TASK STATEMENT – Every line containing the word "actions" must be pulled from the records.
**** RECORDS
Issue #114, opened 2026-09-01
Launch control board — September release candidate


ButiMM:
# KamLife launch control board — 3 Sep 2026 closure day

This is the single source of truth for the current engineering release. No new architecture or speculative feature work until this board is closed.

## CURRENT MAIN
`main = 37868c163534e1b4cb427acc39a29f6d5286d247` after merged PR #136.

Yesterday's final authoritative PR CI proved the functional product suites green, including production-parity, tracking, routing, onboarding and the unit-baseline comparator. The remaining release reds are concentrated in the explicit gates below.

## 1. Structural convergence — DONE
- [x] Cut A — authoritative weight/food writes (#104)
- [x] Cut B1 — one outbound preparation/truth floor (#103)
- [x] Cut B2 — one customer WhatsApp delivery owner (#105)
- [x] Cut C1 — durable coach-question expectation / mixed-fact continuity (#108)
- [x] Coach Health A1 — automatic background quality sweep (#107)
- [x] Coach Health A2 — audited scheduled reads + recurrence handling (#110)
- [x] Coach Health safe-load / one evaluation per page (#117 / #115)
- [x] PR merge-base unit failure comparator (#134 / #132)

## 2. Original five observed production failures — IMPLEMENTATION CLOSED
- [x] Defect 1 — protein-gap reply ignored size of need (#102)
- [x] Defect 2 — plate under-served remaining-day evidence (#112)
- [x] Defect 3 — `session 25` / `first full training week` contradiction (#118 / #113)
- [x] Defect 4 — Coach K asked a question but could not consume the answer (#108)
- [x] Defect 5 — weight reply refused a trend then asserted one (#102), then current-main chart/history mouth hardened (#129 / #126)

These remain permanent acceptance cases and must be replayed before RC.

## 3. Additional current-main hardening completed 2 Sep
- [x] SMART NEXT MEAL reads authoritative day ledger, not stale calorie/protein overlays (#130 / #127)
- [x] R149 commercial contract: billing owner R149, recurring R149, 14-day guarantee, no new-customer free trial, grandfathering preserved (#133 / #131)
- [x] Multi-day report parity finding traced: production behavior was correct; stale `8,000` formatting assertion fixed only (#136 / #135)
- [x] Premature #137 verification issue closed NOT PLANNED after authoritative CI showed production-parity green

## 4. PRODUCT ACCEPTANCE — MUST CLOSE TODAY
[...]

PR #142, opened 2026-09-03
refactor: move media voice failure tracking to its existing owner

ButiMM:
Refs #114

## Release governor cut: `server/handlers/media.ts`

Moves the existing in-process voice-transcription failure counter and expiry cleanup from the general media dispatcher to the existing `server/media-limits.ts` owner. The media handler re-exports the same two functions, preserving the routes and regression-test import contract and all retry/fallback behaviour.

- Guard-counted `media.ts`: 1572 -> 1550 (target met)
- No module added; no prompt, routing, decision, Coach Health, or scheduler change

Verification completed locally:

- `npm run check` PASS
- direct voice failure contract (first=1, second=2, clear resets to 1) PASS
- `npm run check:filesize` reports `media.ts: 1550`; it remains globally red only for the repository's pre-existing 1200 global budget and unrelated oversized files
- direct `gap-tests` cannot start locally because the checked-out dependency tree lacks `@napi-rs/canvas`; authoritative PR CI is requested for affected media/photo/voice/tracking/routing/production-parity suites and merge-base baseline checks.

### DIFF
--- a/server/handlers/media.ts
+++ b/server/handlers/media.ts
@@ -48,7 +48,8 @@ import { sendWhatsApp } from "../scheduler/shared";
 import { coachHomeEquipmentFromPhoto } from "./equipment-vision";
 import { macroCardMarker, mealTitleFromReply } from "../macro-card-attach";
 import { downscaleForVision } from "../image-downscale";
-import { checkVoiceLength } from "../media-limits";
+import { checkVoiceLength, bumpVoiceFailure, clearVoiceFailure } from "../media-limits";
+export { bumpVoiceFailure, clearVoiceFailure } from "../media-limits";
 import { nutritionGuardrailNudge } from "../nutrition-guardrails";
 import { commitFoodLog } from "./food-context";
 import { itemsFromVisionText } from "../serving-units";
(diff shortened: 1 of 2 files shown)


ButiMM:
## CTO CI HOLD — ONE MODULE-LOAD SIDE EFFECT TO FIX, THEN STOP

The extraction hit its intended structural target (`media.ts` 1572 -> 1550) and all 1053 unit assertions actually pass. The branch is not merge-ready because the unit process does not exit: GitHub kills it at 600s, and the merge-base comparator times out on the HEAD run for the same reason.

### First divergence
The diff moved the existing voice-failure `setInterval(...)` from `handlers/media.ts` into `media-limits.ts`. That changes import topology: `media-limits.ts` is a lighter/broader dependency, so tests that never loaded the full media handler now load the interval. The timer keeps Node alive after the suite has printed `1053/1053 passed`.

This is not a product rewrite and not a reason to undo the extraction.

### Repair this PR only
Make the cleanup mechanism non-blocking / non-leaking at module load while preserving production semantics. Preferred shapes: an unref'd timer if the periodic cleanup remains appropriate, or an equally small existing-owner lazy cleanup that does not create a process-lifetime side effect. Do not move the 22 lines back into `media.ts`, add a new module, or change retry/fallback/customer behaviour.

### Proof
- unit suite exits normally (not merely prints 1053/1053);
- unit-baseline comparator completes and reports zero NEW;
- TypeScript, routing, gap, tracking, production-parity remain green;
- `media.ts <=1550`;
- architecture/name/reach no worse than `main@0683588`;
- report exact reason the timer became visible to the unit import graph.

One repair on #142, push, authoritative CI, report and STOP. After this merges, your next assignment is the existing #114 Coach Health closed-loop operations cut because Claude is currently unavailable/overloaded.

ButiMM:
## CI HOLD REPAIR REPORT

Pushed `1182a689` (`fix: unref media voice cleanup timer`) to this PR.

Root cause: the prior extraction moved the already-existing `setInterval` into `media-limits.ts`. That module has a broader/lighter import graph than the full media handler, so unit paths that never loaded `handlers/media.ts` now created a ref'ed interval at module load. The 1053 assertions completed, but Node stayed alive until GitHub's 600-second kill.

Repair: retained the extraction, named the same periodic cleanup timer, and called `unref()` immediately after constructing it. Production still runs the cleanup while the service is alive; importing the media-limit helper no longer pins a Node process. No retry threshold, fallback wording, customer behaviour, module count, or `media.ts` content changed.

Authoritative CI on `1182a689`:

- `unit-baseline`: **PASS** - base 1053/1053, head 1053/1053, **NEW (0)**.
- Full suite ran to completion (no 600-second kill): unit, routing, gap, tracking-contract, production-parity, and all other functional suites passed.
- `media.ts` remains guard-counted **1550**.
- Aggregate `test` is red only for unchanged current-main release debt: `utils.ts` 1386/1200 and architecture `messageDeciders` 32/31, `looksLikePredicates` 21/20, `authorshipPoints` 423/420. Name/reach passed. No new governor regression was introduced by this repair.

Stopped per instruction.

PR #160, opened 2019-02-06
Enable requests with LOTS of IDs for sentence info

rossjones:
Currently when we fetch the offender sentences in bulk (to get the
release date) we are limited by server limits on the length of a GET
request.

This PR switches this call over to use POST so that that limit does not
apply.


app/services/nomis/client.rb
```diff
@@ -31,14 +31,24 @@ def get(route, queryparams: {}, extra_headers: {})
...
+          'Content-Type' => 'application/json'
+        }
+      )
+      JSON.parse(response.body)
+    end
+
   private
 
-    def request(method, route, queryparams: {}, extra_headers: {})
+    def request(method, route, body: nil, queryparams: {}, extra_headers: {})
```
TobyRet: Should the body default be an empty hash? `{}`

rossjones: I'm not sure.  It could just as arguably be an empty list, but as both that and {} are valid json I think nil might be a better choice.

PR #161, opened 2019-02-06
Implement allocation happy path

KPobeeNorris:


app/controllers/allocate_controller.rb
```diff
@@ -0,0 +1,49 @@
...
+    @recommended_poms, @not_recommended_poms = pom_response.data.partition { |pom|
+      pom.position_description.include?(@recommended_pom)
+    }
+  end
+
+  def new
+    @prisoner = prisoner
+
+    pom_response = StaffService.new.get_prisoner_offender_managers(caseload)
+    @pom = pom_response.data.select { |p| p.staff_id == nomis_staff_id }.first
```
rossjones: We might want to create a Trello card to track the need for a 'get_pom(staff_id)' entry in the service.

PR #167, opened 2019-02-07
Rework the staff/pom model

rossjones:
Currently we get the in-memory data from the Elite2 API, and have extra
data in our local database (called PrisonOffenderManager).  This gets
confusing very quickly, and doesn't make it easy to work with the data.

This PR does the following:

* Renames PrisonOffenderManager to POMDetail in the database.
* Uses PrisonOffenderManager for the in-memory model
* Adds the POMDetail to the in-memory model


app/services/nomis/elite2/prison_offender_manager.rb
```diff
@@ -29,6 +29,31 @@ class PrisonOffenderManager
...
+        self.tier_c = allocation_counts['C']
+        self.tier_d = allocation_counts['D']
+        self.total_cases = [tier_a, tier_b, tier_c, tier_d].sum
+        self.status = pom_detail.status
+        self.working_pattern = pom_detail.working_pattern
+      end
+
+    private
+
+      def get_allocation_counts(allocations)
```
TobyRet: https://makandracards.com/makandra/31141-ruby-counting-occurrences-of-an-item-in-an-array-enumerable

PR #175, opened 2019-02-11
Makes the allocation summary use a single controller action

rossjones:
Originally this was a single controller action, and then we changed it
to be 3 controller actions (one per tab) so that we could do paging and
breadcrumbs.

This PR changes back to a single action as we will need to obtain ALL of
the offenders in order to be able to add them to the correct tab.

As a result of this change, although pagination is rendered it won't
work particularly well as we will need to re-calculate this for each
newly calculated group.

Breadcrumbs are also a victim of this PR as they are no longer shown
without the different actions.

The point of this PR is so that when we submit the next (grouped offenders according to allocated, unallocated, missing_info) we can just return these three objects without having to re-do the HTML.


app/controllers/allocations_controller.rb
```diff
@@ -2,40 +2,15 @@ class AllocationsController < ApplicationController
...
       caseload,
       page_number: page_number
     )
-    @prisoners = response.data
-    @page_data = response.meta
-  end
 
-  def awaiting
-    breadcrumb 'Awaiting allocation', :allocations_awaiting_path
+    @offenders_allocated = response.data
```
TobyRet: Perhaps reduce to one variable? `@offenders`

rossjones: The point of this PR is so that when we submit the next (grouped offenders according to allocated, unallocated, missing_info) we can just return these three objects without having to re-do the HTML.

app/views/allocations/_allocated.html.erb
```diff
@@ -20,14 +17,14 @@
     </tr>
     </thead>
     <tbody class="govuk-table__body">
-    <% @prisoners.each_with_index  do |prisoner, i| %>
+    <% @offenders_allocated.each_with_index do |offender, i| %>
       <tr class="govuk-table__row offender_row_<%= i %>">
```
TobyRet: Worth extracting to partial?

app/views/allocations/_awaiting.html.erb
```diff
@@ -16,14 +14,14 @@
     </tr>
     </thead>
     <tbody class="govuk-table__body">
-    <% @prisoners.each_with_index  do |prisoner, i| %>
```
TobyRet: Worth extracting to partial?

app/views/allocations/_missing_information.html.erb
```diff
@@ -16,12 +14,12 @@
     </tr>
     </thead>
     <tbody class="govuk-table__body">
-    <% @prisoners.each_with_index  do |prisoner, i| %>
```
TobyRet: Worth extracting to partial?

app/views/allocations/_allocated.html.erb
rossjones: Think this TR is different in each table isn't it?

app/views/allocations/_missing_information.html.erb
rossjones: This has since changed to @ offenders_awaiting_tiering
Needed merging with master.

app/views/allocations/_awaiting.html.erb
rossjones: This has changed to @ offenders_awaiting_allocation as it needed merging with master

rossjones:
I was having doubts about this PR.

It may be that we want to populate the allocated tab with data from our local database (from where we can get the offender identifiers to fetch from elite2), and treat each action as a special case - this would mean we could minimise the amount of work we do if the user does not intend to visit every tab.

However, we are unable to sort at all using this approach and so we need to have a single action where we can prepare all of the data at once.

PR #177, opened 2019-02-11
Perform allocation summarisation

rossjones:
This PR fetches ALL of the offenders for the current prison and
categorises them according to whether they have a tier, or whether they
have been allocated or not.

It required changes to the NOMIS client in order to send a POST request
when trying to retrieve hundreds of release dates.

The general approach is to create a bucket for each group and iterate
through the offenders (which are fetched in batches), allocating them to
the correct bucket.  Each bucket has a capacity, which is the minimum
number of records to be held so that the correct page can be held.  If
we only want page 1, then we only need to hold 10 records, if we want
page 3, then we need to hold 60. Once the capacity is reached, putting
things in the bucket is a NOP.

We currently need to fetch every single offender so that we can
calculate the totals for the tabs.  Without this we could abort the
process early when all of the buckets are full. This would, however,
only give benefits when there are more than 10 in allocated, unallocated
and untiered.  Initially we would have to go through the entire list
becuase they all need a tier, and once all are tiered and allocated we'd
be in the same position as the unallocated list would be empty.

NB: We currently only get tier, we should also store case_allocation
against the OffenderShort model.

We may want to optimise the buckets to keep the last N and throw away
the previous ones as this might waste memory.


app/services/allocation_summary_service.rb
```diff
@@ -0,0 +1,132 @@
+class AllocationSummaryService
+  PAGE_SIZE = 10 # The number of items to show in the view
+  FETCH_SIZE = 500 # How many records to fetch from nomis at a time
+
+  # rubocop:disable Metrics/MethodLength
+  def summary(allocated_page, unallocated_page, missing_info_page, prison)
+    create_buckets(allocated_page, unallocated_page, missing_info_page)
+
+    # We want to store the total number of each item so we can show totals for
```
TobyRet: The use of comments in the class is really helpful :-)
Only to points on this:
- Would be good to pass the initializer params as a hash in order to prevent any possible bugs from modifying the caller
- The test coverage is still 100% but I worried that if we modify this class further down the line, we do not have many tests to tell us if it is working as it should. I definitely don't want to add tests for the sake of tests but given this class is relatively complicated I wonder if testing unhappy paths could be a good idea

PR #178, opened 2019-02-11
Allocation: Override an Prison Offender Manager recommendation

TobyRet:
- This PR allows user to override the recommend Prisoner Offender Manager when allocating to an Offender
- Note: there is current a known issue to be dealt with in another PR. When selecting 'other' as the override reason, the text area box is not appearing (it is in the DOM but hidden)
screen shot 2019-02-11 at 16 29 41


rossjones:
I'm not a fan of the allocate->allocates rename, but LGTM :D

PR #185, opened 2019-02-13
Change override_reason to be an array

KPobeeNorris:
It is possible for staff to choose more than one reason when overriding
the recommended POM type and so we needed to change the override table
from a string to an array.

It also made sense to change the column names in the override and
allocation table from 'override_reason' to 'override_reasons'.

### DIFF
--- a/db/migrate/20190212160351_update_overrides_column_type.rb
+++ b/db/migrate/20190212160351_update_overrides_column_type.rb
@@ -1,0 +1,13 @@
+class UpdateOverridesColumnType < ActiveRecord::Migration[5.2]
+  def up
+    rename_column :overrides, :override_reason, :override_reasons
+    rename_column :allocations, :override_reason, :override_reasons
+    change_column :overrides, :override_reasons, :string, using: "override_reasons::character varying[]"
+  end
+
+  def down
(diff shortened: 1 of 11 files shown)


db/migrate/20190212160351_update_overrides_column_type.rb
```diff
@@ -0,0 +1,13 @@
+class UpdateOverridesColumnType < ActiveRecord::Migration[5.2]
+  def up
+    rename_column :overrides, :override_reasons, :override_reasons
+    rename_column :allocations, :override_reason, :override_reasons
+    change_column :overrides, :override_reasons, :string, using: "override_reasons::character varying[]"
```
TobyRet: Postgres has an array data type - perhaps more appropriate to use this?
See https://blog.arkency.com/2014/10/how-to-start-using-arrays-in-rails-with-postgresql/

KPobeeNorris: I initially tried this, but as we're changing a column that already exists rather than creating a new one the migration failed as was unable to cast automatically.  Therefore we need to use this syntax; which is very similar to the issue we faced in this migration: `update_columns_in_po_ms.rb` where we were trying to change the data type.

PR #186, opened 2019-02-13
Implements view list of poms and view a single POM.

rossjones:
The List of POMs is shown and grouped according to their status
(active/inactive).

The Single POM is shown w/o gender/email as we don't currently know
where to get these.  Functionality is added to the
PrisonOffenderManagerService which allows for the retrieval of a list of
[allocation,offender] but unfortunately in this case the offender is a
SentenceDetail as we are currently unable to get the Offender model from
/locations/description/LEI/inmates due to it not accepting a list of
IDs.

### DIFF
--- a/app/services/nomis/elite2/api.rb
+++ b/app/services/nomis/elite2/api.rb
@@ -10,6 +10,7 @@ module Nomis
         delegate :get_offender, to: :instance
         delegate :get_offender_list, to: :instance
         delegate :get_bulk_release_dates, to: :instance
+        delegate :get_bulk_sentence_details, to: :instance
         delegate :get_offence, to: :instance
         delegate :get_offender, to: :instance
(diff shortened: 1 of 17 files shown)


app/services/nomis/elite2/api.rb
```diff
@@ -102,6 +103,23 @@ def get_bulk_release_dates(offender_ids)
         ApiResponse.new(results)
       end
 
+      def get_bulk_sentence_details(offender_ids)
+        route = '/elite2api/api/offender-sentences'
+
+        # We have to add the empty item to the list because otherwise we only get the
+        # last item. This appears to be a bug in faraday because the Elite2 API works
+        # fine with the same URL when called via Postman.
+        parameters = { 'offenderNo' => offender_ids + [''] }
```
rossjones: Will switch this over to use POST in another PR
********
TASK OUTPUT –
to be 3 controller actions (one per tab) so that we could do paging and
without the different actions.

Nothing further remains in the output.